Saved entries
▬▬▬▬▬▬▬▬▬▬
PR #766, opened 2024-05-30
[ADVAPP-592] Footer sticky issue fix in assistant page

ankit-canyon:
### Ticket(s) or GitHub Issue

- https://canyongbs.atlassian.net/browse/ADVAPP-592

### Technical Description

> Removed the classes "h-screen max-h-[calc(100dvh-20rem)]" that creating issue for sticky footer in assistant page.

### DIFF
--- a/app-modules/ai/resources/views/components/assistant.blade.php
+++ b/app-modules/ai/resources/views/components/assistant.blade.php
@@ -42,7 +42,7 @@
             x-data="chats"
         >
             <div class="col-span-1 select-none">
-                <div class="flex h-screen max-h-[calc(100dvh-20rem)] flex-col gap-y-2">
+                <div class="flex flex-col gap-y-2">
                     <div
                         class="relative"
                         x-data="{ isSearchingAssistants: false }"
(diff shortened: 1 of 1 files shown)


Orrison (changes requested):
As we discussed in Sprint/Tech Planning, please ensure that this does not break that the AI chat window should vertically fill the page, even when no messages have been sent.

Also confirm whether or not this fixes the other display issues. Let me know here if so on either.

ankit-canyon:
> Member

Hi,

Yes it will look like this when there is no chat. 

image

Also it fixes the display issue described in [ADVAPP-611].

Thank you.

Orrison (changes requested):
@ankit-canyon I merged this together with 611. Let's go ahead and fix both issues here in this same PR.

This is looking good on mobile now, but removing the classes does now cause the chat to no longer be at the bottom of the page. And so as you added messages to the chat, the chat window grows in length and moves in position till it is off the page.

We need this fixed so the chat window always fills the size of the screen and does not move as the conversation grows. While also still looking correct on mobile.

Perhaps we need to bring the classes back but add a media query like `lg:` to the classes or something like that?

Orrison:
https://github.com/canyongbs/advisingapp/assets/6799341/f0645486-c0c6-45b4-b8b8-52d0618a3cf3

Orrison (approved):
▬▬▬▬▬▬▬▬▬▬
- **INSTRUCTIONS FOR THE TASK**:
Write out the entries above once more, without altering anything.

- **TASK ANSWER**:
PR #766, opened 2024-05-30
[ADVAPP-592] Footer sticky issue fix in assistant page

ankit-canyon:
### Ticket(s) or GitHub Issue

- https://canyongbs.atlassian.net/browse/ADVAPP-592

### Technical Description

> Removed the classes "h-screen max-h-[calc(100dvh-20rem)]" that creating issue for sticky footer in assistant page.

### DIFF
--- a/app-modules/ai/resources/views/components/assistant.blade.php
+++ b/app-modules/ai/resources/views/components/assistant.blade.php
@@ -42,7 +42,7 @@
             x-data="chats"
         >
             <div class="col-span-1 select-none">
-                <div class="flex h-screen max-h-[calc(100dvh-20rem)] flex-col gap-y-2">
+                <div class="flex flex-col gap-y-2">
                     <div
                         class="relative"
                         x-data="{ isSearchingAssistants: false }"
(diff shortened: 1 of 1 files shown)


Orrison (changes requested):
As we discussed in Sprint/Tech Planning, please ensure that this does not break that the AI chat window should vertically fill the page, even when no messages have been sent.

Also confirm whether or not this fixes the other display issues. Let me know here if so on either.

ankit-canyon:
> Member

Hi,

Yes it will look like this when there is no chat. 

image

Also it fixes the display issue described in [ADVAPP-611].

Thank you.

Orrison (changes requested):
@ankit-canyon I merged this together with 611. Let's go ahead and fix both issues here in this same PR.

This is looking good on mobile now, but removing the classes does now cause the chat to no longer be at the bottom of the page. And so as you added messages to the chat, the chat window grows in length and moves in position till it is off the page.

We need this fixed so the chat window always fills the size of the screen and does not move as the conversation grows. While also still looking correct on mobile.

Perhaps we need to bring the classes back but add a media query like `lg:` to the classes or something like that?

Orrison:
https://github.com/canyongbs/advisingapp/assets/6799341/f0645486-c0c6-45b4-b8b8-52d0618a3cf3

Orrison (approved):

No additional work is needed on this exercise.